One of my favorite projects I’ve programmed is this bin-picking demo for FANUC’s IMTS 2012 booth:
Anyone who’s ever worked for FANUC knows that they take their trade shows very seriously. The robots must run perfectly for the entire show. Anyone who’s ever worked with bin-picking knows that the bin is going to try its best to screw things up.
One of the issues I dealt with on this project was parts resting vertically against the sides of the bin. It would probably happen a few times a day. You might think that leaving one part once in a while would be ok. Nope, not for a FANUC tradeshow cell. We must completely empty the bin every single time.
What would you do if you couldn’t pick up a part in its current orientation? You’d move the part into an orientation you could deal with. That’s what we did with the robot.
The 3D Area Sensor has a “Peak Tool” that allows you to locate the highest point in your 3D point cloud. If the bin itself is properly masked out, this should be the top of that stubborn part. The robot would move towards that point and swipe towards the center of the bin. We’d then scan the bin again and hopefully find a nice part right in the center of the bin.
Here’s another problem: how many times do you let the robot attempt to knock a part over before trying something else? If the robot gets stuck trying to be smart, that’s probably worse than just leaving the part there. I’d have the robot try to swipe that darn part from different angles, at different depths, and as a last-case scenario just wipe around the inside of the box or shake the box itself.
There was another possible failure scenario that could crash the robot. As we ran the same parts all day, they’d inevitably get a little wet despite the machine tool’s blowoff. If two parts were right on top of eachother and laying at just the right angle, they might just stick together and both end up on the regrip stand. An attempt to pick a part that is exactly one part-height too high would crash the robot. (This was even more treacherous because the hacked together end-of-arm tool wasn’t keyed or doweled. Who wants to provide a live “Reteaching Points” tutorial session to all IMTS attendees and FANUC executives?)
After the GPM tool identified the part, I’d run a histogram to ensure we’re seeing the black regrip stand background behind the part and not a shiny tag-along part. If things didn’t look right, the robot would throw the top part into the bin and keep throwing the bottom parts into the bin until we’re left with a clean regrip stand.
These little routines didn’t run very often. I put a couple of counters on them just to see if I’d wasted my time. The stubborn parts in the bin got knocked down several times a day, but the tag-along parts on the regrip stand probably only happened once or twice the entire week.

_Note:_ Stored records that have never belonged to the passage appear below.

PR #320, opened 2025-11-22
Select the button in SystemMenu that was last selected before closing System Menu.

dendi2008:
This PR will add:
- When user selects, for example, Load button in SystemMenu, closes SystemMenu (or loads a save file in SystemMenu), and then reopens SystemMenu, the Load button will be selected.

### DIFF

Back to my original point, this stuff should be solved and tested sooner rather than later. I was certinaly glad of this when the robot got a stack of two parts out of the bin during our final internal executive runoff. I saw the vice president notice and point at the robot when it happened, probably anticipating the imminent crash. When the clever robot quickly put both parts one-by-one back into the bin, we both smiled. Cell approved; ship it.